> Given information
Issue #41092, opened 2026-08-22
Claude extended thinking: signed/encrypted thinking blocks are dropped between Agent tool-use rounds, causing 400 errors


hpiclaranet:
### Self Checks

- [x] I have read the [Contributing Guide](https://github.com/langgenius/dify/blob/main/CONTRIBUTING.md) and [Language Policy](https://github.com/langgenius/dify/issues/1542).
- [x] This is only for bug report, if you would like to ask a question, please head to [Discussions](https://github.com/langgenius/dify/discussions/categories/general).
- [x] I have searched for existing issues [search for existing issues](https://github.com/langgenius/dify/issues), including closed ones.
- [x] I confirm that I am using English to submit this report, otherwise it will be closed.
- [x] 【中文用户 & Non English User】请使用英语提交，否则会被关闭 ：）
- [x] Please do not modify this template :) and fill in all the required fields.

### Dify version

1.16.1

### Cloud or Self Hosted

- [x] Cloud
- [x] Self Hosted (Docker)
- [x] Self Hosted (Source)

*Expected to apply to all deployments running the plugin daemon (code-path inference; no per-deployment reproduction performed).*

### Steps to reproduce

*Scope note: this report is based on code-path analysis rather than a live-deployment reproduction. It was verified against the cited sources — `dify_plugin` SDK 0.10.0, the official `anthropic` plugin v0.3.27, current Dify core / graphon sources, and the official Anthropic API documentation — and applies to releases built from the same code paths.*

1. Use an official Anthropic plugin model with thinking. No user configuration is needed to reach this state on the current model generation — per the [official docs](https://platform.claude.com/docs/en/build-with-claude/thinking#configuring-thinking), "On Claude Opus 5, Claude Sonnet 5, Claude Fable 5, Claude Mythos 5, and Claude Mythos Preview, thinking is already on: no configuration needed" (the failure still only manifests on turns where the model actually emits a thinking block — adaptive thinking may skip it on simple requests).
2. Create an **Agent** app using the function-calling strategy with at least one tool — or a workflow **Agent** node — such that a request can require more than one LLM round (assistant `tool_use` → tool result → next LLM call).
3. Run a query that forces a tool call.
4. First LLM call: the API returns `thinking` (and possibly `redacted_thinking`) + `tool_use` blocks. This round succeeds.
[...]

PR #41095, opened 2026-08-22
fix(agent): carry provider opaque_body state across function-calling agent iterations

hpiclaranet:
> [!IMPORTANT]
>

## Summary

Part of #41092 (Phase 1 — core-side, in-memory agent loop).

`FunctionCallAgentRunner` rebuilt each assistant turn from the flattened text plus tool calls only, so provider round-trip state exposed by plugins via `AssistantPromptMessage.opaque_body` (e.g. signed/encrypted Claude extended-thinking blocks) was lost between LLM iterations. With Anthropic extended thinking + multi-round tool use this causes HTTP 400 on the next round: `thinking or redacted_thinking blocks in the latest assistant message cannot be modified`.

This PR captures the provider state and replays it:

- `api/core/agent/fc_agent_runner.py`: accumulate `opaque_body` from the LLM result — streaming chunks (complete-snapshot semantics, last non-`None` wins) and blocking results — and attach it to the assistant message appended to `_current_thoughts`, so the next iteration's prompt carries it back to the provider.
- `api/tests/unit_tests/core/agent/test_fc_agent_runner.py`: 5 new tests (`TestOpaqueBodyRoundTrip`) covering blocking capture, streaming capture with no-clobber, default `None`, and end-to-end in-memory round trips for both blocking and streaming tool-call turns (second `invoke_llm` call receives the assistant message carrying `opaque_body`).

Dependencies (see commits):

1. `chore(deps)`: declares `pypandoc` / `pypandoc-binary` directly — `api/core/rag/extractor/unstructured/unstructured_epub_extractor.py` imports pypandoc, but it was only satisfied transitively via graphon's PyPI wheel.
2. **TEMPORARY** `graphon` source override (rev-pinned at the cherry-picked `v0.7.0`-based commit, zero drift from the current `graphon==0.7.0` pin) so CI can validate against the opaque_body entity before the PyPI release exists. **This draft cannot merge as-is**: once [langgenius/graphon#261](https://github.com/langgenius/graphon/pull/261) is released, the source override is removed and the pin becomes `graphon==0.7.1`.

Scope and safety notes:

- Fixes the in-run (in-memory) agent loop only. Cross-session history reconstruction (`organize_agent_history`, `TokenBufferMemory`) still drops the field — Phase 2 follow-up.
- No new data exposure: agent-thought/message queue events and DB prompt saving project only content/tool-call fields; the signed state stays in the in-memory prompt path (verified against the queue-to-HTTP and prompt-saving code paths).
- Deployment ordering is safe in either direction: core without the plugin = no behavior change; plugin without core = field silently dropped (today's behavior). End-to-end Anthropic support additionally requires the plugin-side counterpart [langgenius/dify-official-plugins#3715](https://github.com/langgenius/dify-official-plugins/pull/3715).

Validation: full api unit suite green (15,000+ tests), `make lint` and `make type-check` (pyrefly + mypy) green, agent suite 247 passed.

## Screenshots

Not applicable — backend-only change.

## Checklist


hpiclaranet:
Heads-up to maintainers — this draft needs two things from the core side:

1. **Workflow approval** for the fork PR (several checks are `action_required`).
2. **Review of the companion PR [langgenius/graphon#261](https://github.com/langgenius/graphon/pull/261)** (entity/accumulator change, small and additive). This draft pins graphon at the cherry-picked commit of that PR (zero drift from the current `0.7.0` pin) so its CI is green. It is a **draft because it cannot merge** until the graphon release containing #261 is published — then the temporary `[tool.uv.sources] graphon` override comes out and the pin becomes `graphon==0.7.1`.

One heads-up for that eventual pin bump: graphon `main` has drifted since the `0.7.0` release (added `odfdo`, removed the `unstructured[epub]` extra that was transitively providing `pypandoc`, LLM node changes). The `chore(deps)` commit here already declares `pypandoc`/`pypandoc-binary` directly (they were an undeclared direct import of `core/rag/extractor/unstructured`), but the `0.7.1` bump will likely need a few dify test updates for the graphon main behavioral changes.

Tracking: #41092 · graphon #260/#261 · plugin side dify-official-plugins#3715.

PR #41102, opened 2026-08-23
fix(security): constant-time secret compares; stop echoing webhook errors

simpleqt:
## What changed
1. Secret-material comparisons used plain `!=`: the inner-api key checks (`X-Inner-Api-Key`, plugin inner key), the admin API key check, and both HMAC file-signature verifications. `libs/token.py` already uses `hmac.compare_digest` for the same admin key; this PR aligns the remaining call sites.
2. `controllers/trigger/webhook.py` returned `{message: str(e)}` on 500, echoing internal exception text to an **unauthenticated** caller (the debug endpoint in the same file deliberately avoids this). The exception stays in the server log only.

## Verification
- `python -m py_compile` on all touched files; `compare_digest` args are both ASCII strings (header value / configured key / base64 signature).

### DIFF
--- a/api/controllers/console/admin.py
+++ b/api/controllers/console/admin.py
@@ -1,3 +1,4 @@
+from hmac import compare_digest
 from collections.abc import Callable
 from functools import wraps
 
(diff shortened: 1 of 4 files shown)


simpleqt:
Rebased onto current `main` to re-run CI. Gentle ping for review — happy to make any changes if needed. Thanks!

simpleqt:
Two CI gates were red on the previous head; both fixed and squashed into a single commit (ab010e0b):

- **Validate PR title** – retitled to `fix(security): …` (the bare `security:` type isn't in the allowed set).
- **Python Style (pyrefly)** – `ADMIN_API_KEY` / `INNER_API_KEY` are `str | None`, so `compare_digest` no longer matched the `(Buffer, Buffer)` overload. Both are now bound to locals with the Optional guard before the constant-time compare — same behavior as the previous `!=` (unset config still rejects), and it type-checks. Verified with the repo-pinned pyrefly 1.3.1 (`no-matching-overload` reproduces on the old code, 0 diagnostics after the fix) and ruff 0.16.6 clean.

PR #41103, opened 2026-08-23
fix(security): require login on trial explore read APIs

simpleqt:
## What changed
Five trial explore read resources were mounted **without** `login_required`:

- `TrialSitApi` (site info)
- `TrialAppParameterApi` (app parameters)
- `AppApi` (app detail incl. full app model config)
- `AppWorkflowApi` (full workflow graph incl. `environment_variables` plaintext values)
- `DatasetListApi` (template tenant dataset enumeration)

They only had `@with_session` + `@get_previewable_app_model`, neither of which authenticates. For comparison, `RecommendedAppListApi` — which exposes only catalog summaries — requires `@login_required @account_initialization_required`, and the trial execution endpoints inherit `TrialAppResource` whose `method_decorators` include `login_required`. The read side looks like an oversight rather than an intentional public surface.

An unauthenticated caller holding a previewable app UUID (Dify Cloud / deployments with catalog apps) could read the full workflow graph including plaintext environment variables.

This PR adds `@login_required` + `@account_initialization_required` to the five classes, aligned with `recommended_app.py`.

## Verification
- `python -m py_compile` passes; decorator stack mirrors `RecommendedAppListApi`.

### DIFF
--- a/api/controllers/console/explore/trial.py
+++ b/api/controllers/console/explore/trial.py
@@ -48,7 +48,13 @@ from controllers.console.explore.error import (
 from controllers.console.explore.wraps import TrialAppResource
 from controllers.console.files import FILE_UPLOAD_PARAMS, upload_file_from_request
 from controllers.console.remote_files import RemoteFileUploadPayload, upload_remote_file_from_request
-from controllers.console.wraps import cloud_edition_billing_resource_check, model_validate, with_current_user
+from controllers.console.wraps import (
+    account_initialization_required,
+    cloud_edition_billing_resource_check,
+    model_validate,
+    with_current_user,
+)
+from libs.login import login_required
 from controllers.web.error import InvokeRateLimitError as InvokeRateLimitHttpError
 from core.app.apps.base_app_queue_manager import AppQueueManager
 from core.app.entities.app_invoke_entities import InvokeFrom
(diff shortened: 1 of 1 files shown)


simpleqt:
Rebased onto current `main`: main's import refactor changed this file's imports (and dropped `account_initialization_required` from it), so the PR now adds only `@login_required` on the five unauthenticated read endpoints — the minimal fix for the reported hole.

simpleqt:
Rebased onto current `main` (single commit 6e07836, same 6-line change: `@login_required` on the five trial explore read endpoints) to clear the stale 09-18 E2E shard failure and the cancelled title check; that Chromium Full (1/3) shard passed on re-run before, expecting infra flake. Happy to address anything from review.

simpleqt:
The branch went CONFLICTING because upstream rewrote this file (per-resource `@with_session`/`@get_previewable_app_model` → `@get_preview_app` + `application_services()` query services, and `@console_account_admission()` on the execution endpoints). Force-pushed a rebuilt patch on current main instead of a merge:

- `@login_required` now lands on the four resources that still only have `@get_preview_app`: `TrialSitApi`, `TrialAppParameterApi`, `AppWorkflowApi`, `DatasetListApi`.
- `AppApi` (app detail) is **dropped from scope**: the refactor gave it `@console_account_admission()`, and that stack already wraps `login_required` + `account_initialization_required` (see `controllers/console/flask_admission.py`).

Net diff is back to 5 lines (1 import + 4 decorators). `py_compile`, `ruff check` and `ruff format --check` green on the file.

PR #41131, opened 2026-08-24
fix(api): scope hosted credits by tenant plan

linw1995:
## Summary

- Filter hosted credit providers by the current workspace subscription plan.
- Keep Trial providers available to Sandbox tenants while hiding PAID-only providers such as xAI.
- Add regression coverage across the feature service, gateway, query service, and controller paths.

Related issue: [SNP-697](https://linear.app/dify/issue/SNP-697/支持-xai-仅对-paid-租户启用-credits)

## Screenshots

Not applicable (backend-only change).

## Checklist

- [x] This change requires no documentation update.
- [x] I've added tests for the introduced behavior and kept the change atomic.

### DIFF
--- a/api/controllers/console/feature.py
+++ b/api/controllers/console/feature.py
@@ -75,18 +75,18 @@ class FeatureVectorSpaceApi(Resource):
 @console_ns.route("/trial-models")
 class TrialModelsApi(Resource):
     @console_ns.doc("get_trial_models")
-    @console_ns.doc(description="Get hosted trial model provider configuration")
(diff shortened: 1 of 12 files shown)


linw1995:
Addressed in commit `3374a09d69`.

`get_trial_models` now requires the current workspace context. The static `_trial_models` constructor state and the no-context fallback were removed, so hosted credit provider discovery always uses the workspace subscription plan.

crazywoola (approved):

Issue #17065, opened 2025-03-28
Confusion about weighted rerank


bohaocheung:
_Originally posted by @bohaocheung in [#17048](https://github.com/langgenius/dify/issues/17048#issuecomment-2760779994)_

> I am still confused.
> There are 2 rerank ways: One is using specific reranking model whose input is query full text and output is  `document.metadata["score"]`.
> Another is keyword and vector weighted hybrid reranking, which I talked in this issue exactly. In this condition, I think the code confused the meaning of `document.metadata["score"]`.

Issue #13426, opened 2025-02-08
Knowledge APIs: impossible to setup a KB to use hybrid search in weighted score mode


DavideDelbianco:
### Self Checks

- [x] This is only for bug report, if you would like to ask a question, please head to [Discussions](https://github.com/langgenius/dify/discussions/categories/general).
- [x] I have searched for existing issues [search for existing issues](https://github.com/langgenius/dify/issues), including closed ones.
- [x] I confirm that I am using English to submit this report (我已阅读并同意 [Language Policy](https://github.com/langgenius/dify/issues/1542)).
- [x] [FOR CHINESE USERS] 请务必使用英文提交 Issue，否则会被关闭。谢谢！:）
- [x] Please do not modify this template :) and fill in all the required fields.

### Dify version

0.15.3

### Cloud or Self Hosted

Cloud

### Steps to reproduce

Use the knowledge API to create an empty dataset, without specify"indexing_technique" to avoid locking it to the default "vector_search"
Upload a document by API and specify a "search_method": "hybrid_search"  -> ???

### ✔️ Expected Behavior

The first uploaded document that specify the retrieval_model with "search_method": "hybrid_search"
Should be allowed to setup the "weighted_score" mode and its weights

### ❌ Actual Behavior

It is impossible to specify the hybrid_search + weighted_score mode by API

DavideDelbianco:
@dosu
a) reranking_mode is a property not documented
b) the weights configuration is not documented
c) even when using the proper configuration will result in the values not being applied, this is especially noticeable when setting a value other than the UI default 0.7 / 0.3 (try with 0.5 / 0.5)
d) also the UI is bugged and will not retain the configuration setup during the KB creation until manually updated through the UI in the KB settings

lucasvalentee:
Any news?

DavideDelbianco:
Yes the First doc decides

PR #41152, opened 2026-08-24
fix: Weaviate full-text search results missing score in metadata

### LINKED ISSUE #41151: [Bug]Weaviate full-text search results carry no score, causing Hybrid Search to drop valid full-text-only matches
### Self Checks

### Dify version

1.14.1 (confirmed still present, unchanged, on current `main` as of this report)

### Cloud or Self Hosted

Self Hosted (Docker)

### Steps to reproduce

1. Create a dataset with indexing technique "High Quality" using Weaviate as the vector store, containing many near-duplicate/similar entries (e.g. a schema dictionary with hundreds of tables sharing similar naming and boilerplate columns).
2. Set the dataset's (or a workflow Knowledge Retrieval node's) search method to "Hybrid Search" with reranking disabled (`reranking_enable: false`), using the default weighted-score blending of `vector_weight` + `keyword_weight`.
3. Query for something a full-text/keyword match would find well but that has many semantically-similar competing documents (e.g. an exact table/identifier name that shares a lot of vocabulary with many similarly-named records).
4. Compare against running the same query with "Full-text search" alone (semantic off) — the correct document is found. Compare against "Semantic search" alone — often found too, just ranked lower. In "Hybrid Search", the same document is frequently missing entirely from the returned `top_k` results.

Root cause (traced in source): `WeaviateVector.search_by_full_text()` in
`api/providers/vdb/vdb-weaviate/src/dify_vdb_weaviate/weaviate_vector.py`
builds `Document` objects from the BM25 query results without ever setting
`metadata["score"]`:

```python
docs.append(Document(page_content=text, vector=vec, metadata=properties))
```

Compare to `search_by_vector()` right above it, which explicitly computes and
attaches a score:

```python
score = 1.0 - distance
if score > score_threshold:
    properties["score"] = score
    docs.append(Document(page_content=text, metadata=properties))
```

Any code path that later reads `document.metadata.get("score", 0.0)` —
most notably when merging/ranking the combined vector + full-text result
set in hybrid retrieval — treats every full-text/BM25 hit as score `0`,
regardless of how relevant it actually was. Full-text-only matches
therefore always lose to vector hits once the two are combined and
truncated to `top_k`, even though plain "Full-text search" mode (which
never needs to compare against vector scores) works fine and confirms the
underlying BM25 retrieval itself is correct.

I believe this is the same root cause behind the "fewer results than
configured Top K" symptom reported in #32421, and is related to the
confusion described in #13426 and #17065.

I have a fix ready and will open a PR referencing this issue.

### ✔️ Expected Behavior

Full-text/BM25 search results should carry a real relevance score in
`metadata["score"]`, so hybrid search can rank/merge them fairly against
vector search results instead of always treating them as the lowest
possible score.

### ❌ Actual Behavior

In Hybrid Search mode, documents that are correctly found by full-text
search (and confirmed present via standalone "Full-text search" mode) are
missing from the final results, because they are always scored 0 and get
outranked/truncated by vector hits.

shinyj0:
> [!IMPORTANT]
>

## Summary

Fixes #41151

`WeaviateVector.search_by_full_text()` built `Document` objects from BM25
query results without ever setting `metadata["score"]`, unlike
`search_by_vector()` which explicitly computes and attaches one. Any caller
that ranks/filters results by `metadata.get("score", 0.0)` — most notably
hybrid search, which merges vector and full-text hits and sorts the
combined list by score — treats every full-text/BM25 match as a flat `0`
regardless of how relevant it actually was. In practice, a document that
only the keyword search finds (e.g. an exact identifier with little
semantic overlap to the query) gets outranked by unrelated vector hits and
silently dropped before reaching `top_k`, especially in knowledge bases
with many similar documents. Standalone "Full-text search" mode is
unaffected since it never needs to compare its scores against anything
else, which is why this was easy to miss.

Fix: request `return_metadata=MetadataQuery(score=True)` on the BM25 query
and copy `obj.metadata.score` into `properties["score"]`, mirroring what
`search_by_vector()` already does for vector hits.

Related: #32421, #13426, #17065 describe symptoms (fewer/wrong results in
hybrid + weighted-score mode) consistent with this root cause.

## Screenshots

Not applicable — backend retrieval scoring change, no UI difference.

## Checklist

From Claude Code

### DIFF
--- a/api/providers/vdb/vdb-weaviate/src/dify_vdb_weaviate/weaviate_vector.py
+++ b/api/providers/vdb/vdb-weaviate/src/dify_vdb_weaviate/weaviate_vector.py
@@ -480,6 +480,7 @@ class WeaviateVector(BaseVector):
                 query_properties=[Field.TEXT_KEY.value],
                 limit=top_k,
                 return_properties=props,
+                return_metadata=MetadataQuery(score=True),
                 include_vector=True,
                 filters=where,
             )
@@ -490,6 +491,7 @@ class WeaviateVector(BaseVector):
                 query_properties=[Field.TEXT_KEY.value],
                 limit=top_k,
                 return_properties=props,
+                return_metadata=MetadataQuery(score=True),
                 include_vector=True,
                 filters=where,
             )
@@ -503,6 +505,12 @@ class WeaviateVector(BaseVector):
             if isinstance(vec, dict):
                 vec = vec.get("default") or next(iter(vec.values()), None)
 
+            if obj.metadata and obj.metadata.score is not None:
+                # Without this, BM25 hits carry no score at all, so callers that
+                # rank documents by metadata["score"] (e.g. hybrid search merging
+                # vector + full-text results) treat every full-text match as 0 and
+                # it gets outranked/dropped regardless of how relevant it actually is.
+                properties["score"] = obj.metadata.score
             docs.append(Document(page_content=text, vector=vec, metadata=properties))
         return docs
 
--- a/api/providers/vdb/vdb-weaviate/tests/unit_tests/test_weaviate_vector.py
+++ b/api/providers/vdb/vdb-weaviate/tests/unit_tests/test_weaviate_vector.py
@@ -561,6 +561,7 @@ class TestWeaviateVector(unittest.TestCase):
             "doc_type": "image",
         }
         mock_obj.vector = {"default": [0.1] * 128}
+        mock_obj.metadata = SimpleNamespace(score=None)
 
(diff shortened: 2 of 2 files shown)


crazywoola:
Hi @shinyj0, thanks for opening this pull request.

### Why this is being closed

The linked issue https://github.com/langgenius/dify/issues/41151 was closed because its reported Dify version is 1.15.0 or older.

### Next steps

If the change is still needed on the latest release, please retest there and open a current issue and pull request with the updated reproduction details.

> Your instructions
Copy each line of the records that has "opened" in it.

> Answer section
Issue #41092, opened 2026-08-22
PR #41095, opened 2026-08-22
PR #41102, opened 2026-08-23
PR #41103, opened 2026-08-23
PR #41131, opened 2026-08-24
Issue #17065, opened 2025-03-28
Issue #13426, opened 2025-02-08
PR #41152, opened 2026-08-24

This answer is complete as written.